Diesel, gasoline and natural gas used to fuel cars, which may carry only one or two people at a time during commute hours, could be used for other purposes, i.e. for electricity generation or to feed the natural gas system [4].

It is estimated that world energy consumption by cars is about 500 billion gallons per year [1].


4. Improve public transport system (improving access to faraway places, with better coverage at night)

The “on demand” service operated by independent owners (regulated by a governmental authority) would enhance the public transportation system and improve access to faraway places and during night hours, when traditional train, bus and subway networks do not operate or do so on a reduced schedule.
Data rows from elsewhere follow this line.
PR #816, opened 2023-04-18
Upgrade to Camel Quarkus 2.13.3

aldettinger:
Here is a Camel update for Quarkus Platform 2.13.

There is an issue when testing locally, I suspect it should work on ci. So setting this pr as draft for now.


aldettinger:
Ok, after investigation it was only flaky test and tests failing before this pr. Let's turn this pr ready for review.

gsmet:
If these tests are known to fail, please add it to the ignored tests.

jamesnetherton:
I think this change may be the cause of the Kogito test failures:

https://github.com/apache/camel-quarkus/blob/2.13.x/poms/bom/src/main/generated/flattened-full-pom.xml#L19996-L20001

The tests are using WireMock which depends on `jetty-server`.

Is there a way we could add `servlet-api` into `kogito-quarkus-serverless-workflow-integration-test`?

aloubyansky:
Would Kogito and Camel still be compatible when used in the same application?

jamesnetherton:
`WireMock` is a test dependency, so would not be on the runtime classpath. If anything else in Kogito uses `jetty-server`, then I guess it'd be a case of adding `servlet-api` to the app depedencies (unless some other extension is already adding it).

aloubyansky:
@radtriste could you confirm the `servlet-api` exclusion from the `jetty-server` isn't breaking Kogito extensions? Thanks.

radtriste:
@aloubyansky the jetty dependency on the integration-test is only for a test dependency.
The kogito-serverless-workflow extension should be working fine.
@spolti or @cristianonicolai could confirm that.

aloubyansky:
Ok, so `quarkus-camel-bom` doesn't affect Kogito extensions but it does affect WireMock users. That doesn't seem insignificant. A way to avoid it would be to exclude `javax.servlet-api` from those CEQ extensions that have it among their transitive dependencies. Would that make sense @jamesnetherton ?

jamesnetherton:
Yes it does make sense. WDYT @ppalaga?

Also, I guess there's no way to resolve this in the platform? I.e we'd need another CQ release?

aloubyansky:
I think we/you could re-configure it in the platform. You'd need to know which extensions to adjust.

ppalaga:
Reconfiguring in the Platform sounds good. 

The extensions depending on jetty-server are

* camel-quarkus-cometd
* camel-quarkus-hdfs

Both are JVM-only, so they are not a part of the platform at all.

jamesnetherton:
So how is the reconfiguring done? Are there options available on the bom-generator plugin? Or does it need to be done via an XSLT transform?

aloubyansky:
@jamesnetherton you could do it using `dependencyManagement` config in the member configuration, here is an example:
```
diff --git a/generated-platform-project/quarkus-camel/bom/pom.xml b/generated-platform-project/quarkus-camel/bom/pom.xml
index 8848d89ac..d8a38e281 100644
--- a/generated-platform-project/quarkus-camel/bom/pom.xml
+++ b/generated-platform-project/quarkus-camel/bom/pom.xml
@@ -1547,6 +1547,12 @@
         <groupId>org.apache.camel.quarkus</groupId>
         <artifactId>camel-quarkus-core</artifactId>
         <version>2.13.3</version>
+        <exclusions>
+          <exclusion>
+            <groupId>javax.servlet</groupId>
+            <artifactId>javax.servlet-api</artifactId>
+          </exclusion>
+        </exclusions>
       </dependency>
       <dependency>
         <groupId>org.apache.camel.quarkus</groupId>
@@ -7803,12 +7809,6 @@
         <groupId>org.eclipse.jetty</groupId>
         <artifactId>jetty-server</artifactId>
         <version>9.4.51.v20230217</version>
-        <exclusions>
-          <exclusion>
-            <groupId>javax.servlet</groupId>
-            <artifactId>javax.servlet-api</artifactId>
-          </exclusion>
-        </exclusions>
       </dependency>
       <dependency>
         <groupId>org.eclipse.jetty</groupId>
diff --git a/generated-platform-project/quarkus-universe/bom/pom.xml b/generated-platform-project/quarkus-universe/bom/pom.xml
index e88a76874..419151890 100644
--- a/generated-platform-project/quarkus-universe/bom/pom.xml
+++ b/generated-platform-project/quarkus-universe/bom/pom.xml
@@ -12259,6 +12259,12 @@
         <groupId>org.apache.camel.quarkus</groupId>
         <artifactId>camel-quarkus-core</artifactId>
         <version>2.13.3</version>
+        <exclusions>
+          <exclusion>
+            <groupId>javax.servlet</groupId>
+            <artifactId>javax.servlet-api</artifactId>
+          </exclusion>
+        </exclusions>
       </dependency>
       <dependency>
         <groupId>org.apache.camel.quarkus</groupId>
@@ -19757,12 +19763,6 @@
         <groupId>org.eclipse.jetty</groupId>
         <artifactId>jetty-server</artifactId>
         <version>9.4.51.v20230217</version>
-        <exclusions>
-          <exclusion>
-            <groupId>javax.servlet</groupId>
-            <artifactId>javax.servlet-api</artifactId>
-          </exclusion>
-        </exclusions>
       </dependency>
       <dependency>
         <groupId>org.eclipse.jetty</groupId>
diff --git a/pom.xml b/pom.xml
index 517cb598b..db76ba5ab 100644
--- a/pom.xml
+++ b/pom.xml
@@ -418,6 +418,15 @@
                                         <lastDetectedBomUpdate>io.quarkus.platform:quarkus-camel-bom:2.13.7.Final</lastDetectedBomUpdate>
                                         <next>${platform.groupId}:quarkus-camel-bom:${platform.version}</next>
                                     </release>
+                                    <dependencyManagement>
+                                        <dependency>org.eclipse.jetty:jetty-server:9.4.51.v20230217</dependency>
+                                        <dependencySpec>
+                                            <artifact>org.apache.camel.quarkus:camel-quarkus-core:${camel-quarkus.version}</artifact>
+                                            <exclusions>
+                                                <exclusion>javax.servlet:javax.servlet-api</exclusion>
+                                            </exclusions>
+                                        </dependencySpec>
+                                    </dependencyManagement>
```

aloubyansky:
> The extensions depending on jetty-server are
> 
> * camel-quarkus-cometd
> * camel-quarkus-hdfs
> 
> Both are JVM-only, so they are not a part of the platform at all.

To clarify, they are in the BOM but unlisted in the descriptor.

jamesnetherton:
> To clarify, they are in the BOM but unlisted in the descriptor.

Yes, correct.

jamesnetherton:
Turns out that `cometd` and `hdfs` already have exclusions for `servlet-api`. So it should just be a case of removing the exclusion from `jetty-server`.

I'll close & recreate this PR with that change.

jamesnetherton:
https://github.com/quarkusio/quarkus-platform/pull/818

PR #820, opened 2023-04-21
Upgrade Cassandra to 1.2.0

aloubyansky:
FYI @absurdfarce


absurdfarce:
Many thanks for this @aloubyansky!  This looks quite similar to some of Alexandre's older platform updates and seems to contain precisely the updates I'd expect given our conversation.  With that in mind... is there anything _else_ that needs to be done to make sure we're ready for the upcoming platform release?

aloubyansky:
No, that's it, Cassandra is included.

PR #822, opened 2023-04-25
Upgrade to Quarkus 3.0.1.Final

gsmet:

PR #824, opened 2023-04-26
Upgrade Quarkus to 3.0.1

aloubyansky:
Also upgrade the platform generator to 0.0.88 that filters out test scoped dependencies.

Supersedes https://github.com/quarkusio/quarkus-platform/pull/822

### DIFF
--- a/generated-platform-project/quarkus-universe/bom/pom.xml
+++ b/generated-platform-project/quarkus-universe/bom/pom.xml
@@ -4928,17 +4928,17 @@
       <dependency>
         <groupId>io.apicurio</groupId>
         <artifactId>apicurio-common-rest-client-vertx</artifactId>
-        <version>0.1.13.Final</version>
+        <version>0.1.15.Final</version>
       </dependency>
       <dependency>
         <groupId>io.apicurio</groupId>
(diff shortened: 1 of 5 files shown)


aloubyansky:
Ha, here you go @metacosm
```
java.lang.RuntimeException: io.quarkus.builder.BuildException: Build failure: Build failed due to errors
	[error]: Build step io.quarkiverse.operatorsdk.deployment.OperatorSDKProcessor#createConfigurationServiceAndOperator threw an exception: java.lang.RuntimeException: Incompatible Quarkus version found: "3.0.1.Final", expected: "3.0.0.Final"
```
So, we disable JOSDK after all?

maxandersen:
that version check cannot be right. yeah; operator SDK will have to be removed from platform until it does not hard fail on even the slightest dependency update.

aloubyansky:
To potentially save @gsmet's time, here is a PR upgrading to 3.0.1 and disabling JOSDK https://github.com/quarkusio/quarkus-platform/pull/825

gsmet:
Yes, I won't have the time to wait for another release of the JOSDK so let's drop it...

@metacosm we release Quarkus every week, I don't see how adding this check could be a good idea, we need to drop it.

5. Job generation and a new source of tax revenue

Services like Uber would have the dual benefit of creating new jobs for people and a new source of revenue for the treasury, if the drivers are added as taxpayers to the system.


6. Accident reduction

The two main reasons people choose Uber are: they consider the service safe and they want to avoid driving after consuming alcohol [1]. If we add up the increasing number of accidents caused by the use of cell phones while driving, the potential for reducing traffic fatalities could be huge. Even though cell phone use while driving is banned in most states, more than half of all traffic accidents in the United States involve cell phone use [5].


7. Cost reduction (owning vs. using)

Although in the United States cars are only used 4% of any given day, the average cars per household in this country is 2.2 cars. Moreover, 20% of households have 3 or more cars [1].

For a single person, the cost of owning a car is much higher than the cost of using a car service. Fixed costs include taxes, maintenance (periodic reviews, spare parts), financing (credit), fuel, insurance and depreciation (cars lose 50% of their value in the first 3 years [6]). These inherent costs of car ownership don’t include other expenses such as tolls, parking fees, and traffic tickets.


8. Increased safety

The risks of theft, kidnappings and other factors related to owning a car (especially a high-end brand) are reduced substantially.


9. Change in habits in the younger generations

Millennials don’t value freedom or pride themselves on driving their own car as much as previous generations did. Previous generations couldn’t wait a day past their 16th birthday to get their driver’s license [7].

In the U.S. the percentage of people (16-44 years) with licenses has dropped to 77% from 92% in 1982. In addition, young people are more likely to share a ride and are not willing go through the headaches of car ownership [1].


10. Harnessing your commute time

In the U.S. people spend 4.3 hours a week commuting to their job. This is equivalent to 13% of the working time [1].